1/4 tsp ground coriander

1/4 tsp ground turmeric

2 bay leaves

Maldon sea salt

Cayenne pepper to taste

Crème fraîche or sour cream (optional)

***

Drain the tomatoes (reserve the juice), cut them lengthwise into strips, and set aside.

Peel, cut in half, and thinly slice the onions. Heat enough olive oil to cover the base of a large heavy saucepan. Brown onions in the oil, stirring regularly.

Thinly slice the celery stalks. Add to the onions when they start to turn golden. Continue browning, stirring regularly.

Thinly slice the garlic. When the onions and celery are deep golden (after about 10-15 minutes), add the garlic, cumin, coriander, turmeric, bay leaves, and stir well. Add the tomatoes. Cook for a few minutes over high heat. Add the tomato juice, reduce the heat, and cook at a low simmer for about 35-40 minutes. Remove bay leaves, season to taste with salt and cayenne pepper, and blend until very smooth.

Serve with a spoonful of crème fraîche or sour cream.

Happy New Year! (Lentil soup with cumin)

4 January 2011

It’s not that I haven’t been cooking – or eating – since early December, but somehow all the feasting and visits from friends and family got in the way of writing. It was a productive period nonetheless, culinarily speaking, in which I unexpectedly improved a foie gras recipe and expanded my cookie baking horizon, all of which should make for a profuse Christmas season next year, if I am better organized.

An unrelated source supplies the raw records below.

PR #367, opened 2018-07-03
More Useful Log Lines

Miserlou:
## Issue Number

n/a

There were quite a few errors in the logs from the recent crunch that are pesky to debug because they don't provide enough filterable information to `awslogs`. This adds more information to the relevant log lines.

## Types of changes

## Functional tests

n/a

### DIFF
--- a/workers/data_refinery_workers/downloaders/utils.py
+++ b/workers/data_refinery_workers/downloaders/utils.py
@@ -65,7 +65,18 @@ def create_processor_jobs_for_original_files(original_files: List[OriginalFile],
     """
     for original_file in original_files:
         sample_object = original_file.samples.first()
-        pipeline_to_apply = determine_processor_pipeline(sample_object)
+
+        if original_file.filename[-4:] == ".xml":
+            logger.info("Skipping useless file",
+                file=original_file.id,
+                filename=original_file.filename)
+            continue
+
+        # We NO_OP processed data. It's what we do.
+        if '.processed' in original_file.source_url:
+            pipeline_to_apply = ProcessorPipeline.NO_OP
+        else:
+            pipeline_to_apply = determine_processor_pipeline(sample_object)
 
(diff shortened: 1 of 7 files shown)


Miserlou:
I've now also included two fixes: an explicit check to ensure we NO-OP processed files, and to make sure that we skip useless XML files that come in source archive zips.

workers/data_refinery_workers/downloaders/utils.py
```diff
@@ -65,7 +65,18 @@ def create_processor_jobs_for_original_files(original_files: List[OriginalFile],
...
+            logger.info("Skipping useless file",
+                file=original_file.id,
+                filename=original_file.filename)
+            continue
+
+        # We NO_OP processed data. It's what we do.
+        if '.processed' in original_file.source_url:
+            pipeline_to_apply = ProcessorPipeline.NO_OP
+        else:
+            pipeline_to_apply = determine_processor_pipeline(sample_object)
```
kurtwheeler: I think this logic should be in `determine_processor_pipeline` so that anywhere else that calls this also has this check (like the other call to this function in `create_processor_job_for_original_files`).

Miserlou: The difference is that `determine_processor_pipeline` is entirely Sample based, and can only return a valid pipeline. This is a check based on a file, and particularly a file which will _never_ have a valid associated pipeline. I see this more as a preprocessor check. In `create_processor_job_for_original_files`, we always want to include all of the supplied files. There isn't anywhere else where `determine_processor_pipeline` is used.

kurtwheeler:
Ok, I think I see what you mean. Just to note, this means that there could be some samples which get processed with a pipeline, but have some files get NO-OP'ed. This also means that there could be samples where we only NO-OP some of the files associated with the sample. However you're more experienced with the content of these files and which are more useful so if that seems like the ideal behavior to you I'm with it.

PR #369, opened 2018-07-06
Get HTTPS working for the frontend.

kurtwheeler:
This also allows the frontend to successfully make requests to the API in staging. Additionally this fixes the bug where refreshing the page causes a 403.

## Issue Number

I'm not I actually made an issue for this.

This sets up cloudfront so that we can get HTTPS working for staging.refine.bio. I didn't know much about cloudfront, so I had to learn a lot and there's some settings that I'm not at all confident are correct. However this in combination with the current DNS settings makes everything work so it's at least close.

Additionally I have changed the nginx configuration to have a wide open CORS policy. Once again I'm not sure this is something we want to do, but I don't think we're really restricting who can access us so it might be?

## Types of changes

## Functional tests

https://staging.refine.bio/results?q=human

## Checklist


infrastructure/disk.tf
```diff
@@ -82,3 +82,30 @@ resource "aws_s3_bucket" "data-refinery-static" {
...
+
+resource "aws_s3_bucket" "data-refinery-static-access-logs" {
+  bucket = "data-refinery-static-access-logs"
+
+  tags {
+    Name = "data-refinery-static-access-logs-${var.user}-${var.stage}"
+    Environment = "${var.stage}"
+  }
+
+
```
Miserlou: space

infrastructure/networking.tf
```diff
@@ -166,3 +166,83 @@ resource "aws_lb_target_group_attachment" "api-https" {
...
+    forwarded_values {
+      query_string = false
+
+      cookies {
+        forward = "none"
+      }
+    }
+
+    viewer_protocol_policy = "allow-all" # Change this to redirect-to-https
+    # XXX: This might make things pricey, but what should they actually be?
```
Miserlou: Let's get rid of this XXX and explain what this behavior does and what the possibilities here can be.

infrastructure/api-configuration/nginx_config.conf
```diff
@@ -60,6 +60,34 @@ http {
             proxy_set_header Host $http_host;
             proxy_set_header X-Cluster-Client-Ip $remote_addr;
             proxy_pass http://app;
+
+            if ($request_method = 'OPTIONS') {
```
Miserlou: I am surprised to see this here. Normally CORS is handled at the application layer, and we already have CORS middleware installed for the API.

I'd rather this stuff not be site wide in case we want to have parts of the site un-CORS (admin pages, internal tools and dashboards, etc).

I was expecting this to be a plain http -> https rewrite - more generally, can you explain what's actually happening in this PR?

I see that this includes both Let'sEncrypt's CertBot and AWS's Certificate Manager - which service is generating the SSL certificate? How is it being verified? How is it being renewed? Where is this process documented?

kurtwheeler:
OK @Miserlou I've addressed your comments and the tests are passing again.

Issue #328, opened 2018-06-18
Conversion of submitter-supplied gene identifiers to Ensembl gene ID: Illumina BeadArray


jaclyn-taroni:
### Context

A subset of what was originally envisioned for #186. As of the writing of this ticket/#307, we add support for the detection of submitter-supplied gene identifiers and conversion to Ensembl gene IDs. Currently, this requires us to generate and store a mapping between the identifiers we will support conversion from and the Ensembl gene ids (see: https://github.com/AlexsLemonade/refinebio/pull/307#issuecomment-396364904). We have only generated this data for Brainarray-supported Affymetrix.

### Problem or idea

We'll need to generate this mapping for the supported Illumina BeadArray platforms: https://github.com/AlexsLemonade/refinebio/issues/232#issuecomment-389302061 and https://github.com/AlexsLemonade/refinebio/issues/232#issuecomment-389609871 (also related: https://github.com/AlexsLemonade/refinebio/issues/222#issuecomment-389571978).

### Solution or next step

I will work with the backend team to generate this mapping for supported Illumina BeadArray platforms. The initial solution to this likely involves using the `.db` Illumina packages and filtering by probe quality as [is done in the Illumina SCAN processor](https://github.com/AlexsLemonade/refinebio/blob/e9900fa42459ab1b06e8980f5d8849705351f338/workers/data_refinery_workers/processors/illumina.R#L424). I think it makes sense to tackle this or at least discuss it at the same time as #232 because the same packages will be required.

### New Issue Checklist

- [x] The title is short and descriptive.
- [x] You have explained the context that led you to write this issue.
- [x] You have reported a problem or idea.
- [x] You have proposed a solution or next step.

jaclyn-taroni:
@Miserlou was this closed by #375?

Miserlou:
Closed by #375!

PR #375, opened 2018-07-09
NO_OP Preprocessed Illumina Data

Miserlou:
## Issue Number

https://github.com/AlexsLemonade/refinebio/issues/328

For Illumina data we can't process, convert the probe identifiers into smashable Ensembl gene identifiers.

## Methods

We use the existing `detect_database.R` script to find the correct database to use for a given file, then use AnnotationDbi to convert the identifiers like so:

```R
exprs[, 1] <- mapIds(get(db_name), keys=exprs[, 1], column="ENSEMBL", keytype="PROBEID")
```

## Types of changes

## Functional tests

New tests, in `test_convert_processed_illumina`, are provided.

## Checklist


Miserlou:
The branch this was based on has been merged, so this should be reviewable now.

workers/data_refinery_workers/processors/gene_convert_illumina.R
```diff
@@ -0,0 +1,71 @@
...
+message(head(exprs))
+
+# Build a PROBEID:ENSEMBL map
+message("Here's the db..")
+db_name <- paste(platform, ".db", sep="")
+message(db_name)
+library(db_name, character.only=TRUE)
+
+# Replace the probe IDs with Ensembles
+exprs[, 1] <- mapIds(get(db_name), keys=exprs[, 1], column="ENSEMBL", keytype="PROBEID")# , multiVals="first")
```
jaclyn-taroni: If we use [`mapIds` with the default behavior (we don't set `multiVals` argument)](https://www.rdocumentation.org/packages/AnnotationDbi/versions/1.34.4/topics/AnnotationDb-objects) and there are multiple matches (so here it would be a single probe maps to multiple Ensembl gene identifiers), it selects the whatever comes back first. I'm not sure how frequent one-to-multiple mappings are, have you come across that?

workers/data_refinery_workers/processors/gene_convert_illumina.R
```diff
@@ -0,0 +1,71 @@
...
+res <- exprs
+message(head(res))
+
+# Remove all of the unmapped (NA) values (likely control probes?)
+res <- res[complete.cases(res), ]
```
jaclyn-taroni: Note that this will also drop missing expression values, which is not necessarily a bad thing.

workers/data_refinery_workers/processors/gene_convert_illumina.R
Miserlou: It doesn't yell about one-to-multiple mappings are far as I can see, but I'm not sure if that error would make it to the logs.

What mode for multiVals would you prefer?

jaclyn-taroni: What if we did something like (relies on tidyverse packages):
```R
# need what the first column is called
exprs_id_name <- colnames(exprs)[1]
# don't replace the identifiers in exprs yet
mapped_list <- mapIds(get(db_name), keys=exprs[, 1], column="ENSEMBL", keytype="PROBEID", multiVals="list")
# get into data.frame form, should capture one to multiple mapping
mapped_df <- reshape2::melt(mapped_list)
# not 100% sure this bit is correct -- might be the other way around
colnames(mapped_df) <- c("ENSEMBL", "PROBEID")
annot_exprs_df <- mapped_df %>%
  dplyr::filter(!is.na(ENSEMBL)) %>%   # dropping unmapped -- mapIds might do this by default!
  dplyr::inner_join(y = exprs, by = c("PROBEID" = exprs_id_name)) %>%  # annotation heavy lifting
  dplyr::select(-PROBEID)  # drop the probe ids
```
And then you'd write `annot_exprs_df` to file. I haven't fully tested this out, but I think it's close.

workers/data_refinery_workers/processors/no_op.py
```diff
@@ -110,6 +122,78 @@ def _convert_genes(job_context: Dict) -> Dict:
...
+    high_db = None
+    for platform in databases:
+        try:
+            result = subprocess.check_output([
+                    "/usr/bin/Rscript", 
+                    "--vanilla", 
+                    "/home/user/data_refinery_workers/processors/detect_database.R",
+                    "--platform", platform,
+                    "--inputFile", job_context['input_file_path'],
+                    "--column", str("Reporter Identifier"), # XXX: Detect 0 col name
```
kurtwheeler: This seems like an XXX we might want to X out now? Or is it blocked by something?

workers/data_refinery_workers/processors/no_op.py
```diff
@@ -110,6 +122,78 @@ def _convert_genes(job_context: Dict) -> Dict:
...
+                ])
+
+            results = result.decode().split('\n')
+            cleaned_result = float(results[0].strip())
+
+            if cleaned_result > highest:
+                highest = cleaned_result
+                high_db = platform
+                high_mapped_percent = float(results[1].strip())
```
kurtwheeler: What's the difference between `highest` and `high_mapped_percent`. `high_mapped_percent` doesn't actually seem to be referenced anywhere else. Also would this be good to store on the result as an annotation so we can later see how good the mapping we went with actually was?

workers/data_refinery_workers/processors/no_op.py
```diff
@@ -110,6 +122,78 @@ def _convert_genes(job_context: Dict) -> Dict:
...
+
+        except Exception as e:
+            logger.exception(e)
```
kurtwheeler: Will these log statements have much info we can work on? I'm not sure if we really need to log these or not, but if we do I think we should include enough context to know what job generated the logs.

PR #378, opened 2018-07-10
Prevent Duplicate Items in Dataset

Miserlou:
## Issue Number

https://github.com/AlexsLemonade/refinebio-frontend/issues/139

Adds stricter dataset validation to prevent allowing a current bug in the front end.

## Types of changes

But it’s 2011, and since I just learned that lentils are a New Year’s tradition in some regions of France and Italy – the way black-eyed peas and collard greens are here in the South – and because I will grab any excuse to make this soup, here it is at last, the deliciously simple lentil soup with cumin from Moro: The Cookbook, somewhat rewritten but barely altered.

***

From Moro: The Cookbook by Sam and Sam Clark

2 cups (400g) lentils (green, red, or yellow)

3 medium onions

6 garlic cloves

Olive oil

3 heap tsps cumin seeds

Sea salt

Freshly ground back pepper

Lemon, plain yogurt, and Harissa to serve (optional)

*

To wash the lentils, cover with cold water and drain in a fine mesh sieve.

Finely slice onions and garlic.

Heat enough olive oil to cover the base of a large heavy-bottom saucepan, add the onions and brown over medium heat, stirring occasionally (about 10 minutes). Meanwhile roughly grind the cumin seeds in a mortar. Once the onions are nicely golden, add the garlic and cumin and stir. Then add the lentils and stir to mix with the onion/cumin mix.

Cover the lentils with 4 times their volume of cold water (8 cups or 2 l), place lid on the pan, and let simmer gently until lentils are soft, about 40 minutes, checking occasionally to add water if necessary. (There should be some excess water in the pot otherwise it will be a purée rather than a soup, but not too much because the soup should be nice and thick.)

Season with salt and pepper and blend until smooth.

Squeeze some lemon and add a spoonful of good plain tart yogurt or some Harissa if desired.